As reported, increased plasma Renalase levels reduce systolic blood pressure (SBP) of resistant hypertensive patients [7]. SBP <120 mmHg is associated with adverse cardiovascular outcomes [19]. In addition, high Renalase levels and chronic kidney disease synergistically act to increase endothelin-1 levels, which is associated with endothelial dysfunction and vasoconstriction [20]. Thus, it is reasonable to assume that the elevated Renalase level is associated with the risk of CAD. Here our study shows that GG genotype of rs2576178 polymorphism confers susceptibility to CAD, indicating that GG genotype may increase Renalase levels and thereby contribute to increased risk of CAD.

Some limitations of this case–control study should be considered. First, the sample size was not large enough to obtain significant results. The study has a power of 65.5% to detect the effect of rs2576178 polymorphism on CAD susceptibility. Therefore, the limited sample size may result in false-positive or -negative results. Second, confounding factors such as sex and smoking may affect the results. Third, since this is a hospital-based study, selection bias may exist and the participants may not be representative of the general population. Fourth, no further subgroup analyses were conducted due to limited clinical information.

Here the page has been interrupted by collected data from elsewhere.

Issue #833, opened 2016-04-19
Add configuration file for Cake


patriksvensson:
Sometimes we want to be able to configure internals of Cake so I propose that we add support for this. My proposal is that we add `ICakeConfiguration` that will fetch values in the following order:

1) Environment
2) Configuration file
3) Arguments

```csharp
public interface ICakeConfiguration
{
  string GetValue(string key);
}
```

* Configuration keys are case insensitive.

#### Environment variables:

Environment variables are named like the following convention:

```
CAKE_[KEY]
```

The `CAKE_` part will be completely removed from the key name.

##### Example

```powershell
PS> $env:CAKE_RUNTESTS=true
PS> $env:CAKE_TOOLS_PATH=D:/tools
```

#### Configuration file:

```ini
; Cake configuration file

; Global settings
RunTests=true

[Tools]
Path=D:/tools
```

#### Arguments:

Arguments are passed in the following format:

```
--[key]=[value]
```

##### Example:

```
Cake.exe --tools_path=D:/tools --runtests=true
```

### Using the configuration

```csharp
public void DoMagic(ICakeConfiguration config)
{
  var runTests = config.Get("RunTests");
  var toolPath2 = config.Get("Tools_Path");
}
```

RLittlesII:
@patriksvensson would there be a way for me to explicitly choose one of the configuration mechanisms? I can see myself attempting to send in configuration from a file unaware that someone has setup environment variables.  Maybe on the `-Verbosity diagnostic` it can tell me which configuration is being respected.

patriksvensson:
@RLittlesII Different ways of getting configuration values will have different precedence.

1. Arguments
2. Configuration file
3. Environment

So an environment variable can be overridden by a configuration file which in turn can be overridden by an argument.

gitfool:
Nice. FWIW, sounds a lot like [aspnet/Configuration](https://github.com/aspnet/Configuration).

gep13:
> @gitfool said...
Nice. FWIW, sounds a lot like aspnet/Configuration.

Thanks, we are aware of the potential cross over.  However, since that package is still pre-release, and also due to the fact that we don't want to pull in another dependency for Cake at this time, we decided to roll our own for now.

bspinner:
Shouldn't the config-file also be respected by the `build.ps1` and `build.sh` scripts?

patriksvensson:
[...]

PR #840, opened 2016-04-20
Add configuration file support

patriksvensson:
*(Description copied from issue)*

> Sometimes we want to be able to configure internals of Cake so I propose that we add support for this. My proposal is that we add `ICakeConfiguration` that will fetch values in the following order:
> 
> 1) Environment
> 2) Configuration file
> 3) Arguments
> 
> ```csharp
> public interface ICakeConfiguration
> {
>   string GetValue(string key);
> }
> ```
> 
> * Configuration keys are case insensitive.
> 
> #### Environment variables:
> 
> Environment variables are named like the following convention:
> 
> ```
> CAKE_[KEY]
> ```
> 
> The `CAKE_` part will be completely removed from the key name.
> 
> ##### Example
> 
> ```powershell
> PS> $env:CAKE_RUNTESTS=true
> PS> $env:CAKE_TOOLS_PATH=D:/tools
> ```
> 
> #### Configuration file:
> 
> ```ini
> ; Cake configuration file
> 
> ; Global settings
> RunTests=true
> 
> [Tools]
> Path=D:/tools
> ```
> 
> #### Arguments:
> 
> Arguments are passed in the following format:
> 
> ```
> --[key]=[value]
> ```
> 
> ##### Example:
> 
> ```
> Cake.exe --tools_path=D:/tools --runtests=true
> ```
> 
> ### Using the configuration
> 
> ```csharp
> public void DoMagic(ICakeConfiguration config)
> {
>   var runTests = config.GetValue("RunTests");
>   var toolPath = config.GetValue("Tools_Path");
> }
> ```

Related to #833.


src/Cake/Arguments/ArgumentParser.cs
```diff
@@ -67,10 +66,11 @@ public CakeOptions Parse(IEnumerable<string> args)
                             // Make sure we parse the option
                             if (!ParseOption(value, options))
                             {
-                                return null;
+                                options.HasError = true;
+                                return options;
                             }
 
-                            options.Script = GetDefaultScript();
+                            options.Script = "./build.cake";
```
patriksvensson: @devlead @gep13 

Removed conventions we defined here since we only have one real convention for file names now. Also removes the responsibility of the tokenizer to determine whether or not files exist (which shouldn't be it's job).

Ok with you?

build.cake
```diff
@@ -56,6 +56,7 @@ Task("Restore-NuGet-Packages")
     .Does(() =>
 {
     NuGetRestore("./src/Cake.sln", new NuGetRestoreSettings {
+        ArgumentCustomization = arg => arg.Append("-MSBuildVersion 14"),
```
devlead: msbuild version '14' won't work on non Windows platforms.

src/Cake/Arguments/ArgumentParser.cs
devlead: @patriksvensson Yes, makes more sense to me.

src/Cake.Core/Configuration/Parser/ConfigurationParser.cs
```diff
@@ -0,0 +1,77 @@
...
+            foreach (var token in tokens)
+            {
+                // Section?
+                if (token.IsSection)
+                {
+                    currentSection = token.Value;
+                    continue;
+                }
+
+                // Parse the key/value pair
```
patriksvensson: Add period.

RichiCoder1:
It's still technically pre-release, but I'm curious why not something like https://github.com/aspnet/Configuration?

patriksvensson:
@RichiCoder1: Prefer not to introduce dependencies unless necessary - and this was kind of trivial. Also didn't know about it and not sure that it supports the precedence rules we require.

RichiCoder1:
It came to mind precisely because it supports the kind of presendence rules you're talking about :).
This isn't the best article, but it covers all the details: https://msdn.microsoft.com/en-us/magazine/mt632279.aspx

I'm all for minimal dependencies, but configuration is one of those things I'd err towards a common and battle-tested solution, especially one you're doing more than just ini/xml configs.

patriksvensson:
This is just for internal configuration of Cake that won't be used much so I think it will be fine. If we want to change the implementation details later we can always do that.

src/Cake.Core/Cake.Core.csproj
```diff
@@ -210,8 +219,7 @@
   </ItemGroup>
   <ItemGroup />
   <Import Project="$(MSBuildToolsPath)\Microsoft.CSharp.targets" />
-  <Import Project="..\packages\StyleCop.MSBuild.4.7.49.1\build\StyleCop.MSBuild.Targets"
-          Condition="Exists('..\packages\StyleCop.MSBuild.4.7.49.1\build\StyleCop.MSBuild.Targets') and $(Configuration)=='Release' and ($(Windows)=='True' or $(BuildingInsideVisualStudio)=='True')" />
+  <Import Project="..\packages\StyleCop.MSBuild.4.7.49.1\build\StyleCop.MSBuild.Targets" Condition="Exists('..\packages\StyleCop.MSBuild.4.7.49.1\build\StyleCop.MSBuild.Targets') and $(Configuration)=='Release' and ($(Windows)=='True' or $(BuildingInsideVisualStudio)=='True')" />
```
devlead: This change needed?

patriksvensson: Visual Studio does that when saving the project for some reason.

src/Cake.Core/ICakeArguments.cs
```diff
@@ -1,19 +1,11 @@
...
     /// <summary>
     /// Represents arguments passed to script.
     /// </summary>
     public interface ICakeArguments
     {
         /// <summary>
-        /// Initializes the argument list.
-        /// </summary>
-        /// <param name="arguments">The arguments.</param>
-        void SetArguments(IDictionary<string, string> arguments);
```
devlead: Just note to self, potential breaking change, don't think anyone has used this externally though.

patriksvensson: Yes, I agree. See no reason for people to use this one as well :smile:

src/Cake.Core/Scripting/ScriptRunner.cs
```diff
@@ -99,13 +99,11 @@ public void Run(IScriptHost host, FilePath scriptPath, IDictionary<string, strin
...
 
-            // Prepare the context.
-            host.Context.Arguments.SetArguments(arguments);
-            host.Context.Environment.WorkingDirectory = scriptPath.MakeAbsolute(host.Context.Environment).GetDirectory();
+            // Prepare the environment.
+            _environment.WorkingDirectory = scriptPath.MakeAbsolute(_environment).GetDirectory();
 
             // Analyze the script file.
             _log.Verbose("Analyzing build script...");
-            scriptPath = scriptPath.IsRelative ? scriptPath.MakeAbsolute(_environment) : scriptPath;
```
devlead: Note to self, correct, this is already done in:
https://github.com/cake-build/cake/blob/c3f1280b6edc6a4983ccea655cca3e5a8efab805/src/Cake.Core/Scripting/Analysis/ScriptAnalyzer.cs#L75

src/Cake/Program.cs
```diff
@@ -36,90 +23,27 @@ public static int Main()
...
-            else
-            {
-                // Roslyn related services.
-                builder.RegisterType<RoslynScriptEngine>().As<IScriptEngine>().SingleInstance();
-                builder.RegisterType<RoslynScriptSessionFactory>().SingleInstance();
-                builder.RegisterType<RoslynNightlyScriptSessionFactory>().SingleInstance();
-            }
+                // Parse the options.
+                var parser = container.Resolve<IArgumentParser>();
+                var options = parser.Parse(args) ?? new CakeOptions();
```
devlead: This should be within a try catch, i.e. an invalid verbosity will now generate an unhandled exception
```
Unhandled Exception: System.InvalidOperationException: The value 'Invalid' is not a valid verbosity.
   at Cake.Arguments.VerbosityParser.Parse(String value) in \src\Cake\Arguments\VerbosityParser.cs:line 49
   at Cake.Arguments.ArgumentParser.ParseOption(String name, String value, CakeOptions options) in \src\Cake\Arguments\ArgumentParser.cs:line 1
30
   at Cake.Arguments.ArgumentParser.Parse(IEnumerable`1 args) in \src\Cake\Arguments\ArgumentParser.cs:line 46
   at Cake.Program.Main() in \src\Cake\Program.cs:line 34
```

Where as it before would just generate an error:
```
Error: The value 'Invalid' is not a valid verbosity.
```

devlead:
@patriksvensson got a style cop error
https://ci.appveyor.com/project/cakebuild/cake/build/0.11.0-PullRequest.840+101.build.1886#L866
```
C:\projects\cake\src\Cake\Arguments\VerbosityParser.cs(19,1): error : SA1611 : CSharp.Documentation : The documentation header must contain param tags matching the element's parameter list. [C:\projects\cake\src\Cake\Cake.csproj]
  Cake.NuGet.Tests -> C:\projects\cake\src\Cake.NuGet.Tests\bin\Release\Cake.NuGet.Tests.dll
C:\projects\cake\tools\Cake\Cake.exe : An error occured when executing task 'Build'.
At line:1 char:1
```

patriksvensson:
@devlead Ok, will take a quick look.

devlead:
@patriksvensson LGTM, I'll take it for a final spin and merge if no issues arise.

Fifth, according to previous relevant literature, the tested polymorphisms may not provide a comprehensive view about the genetic variability of Renalase gene, which should be supplemented by further fine-mapping studies.

In conclusion, the GG genotype or G allele of rs2576178 polymorphism contributes to increased risk of CAD. This finding should be verified by studies in other populations.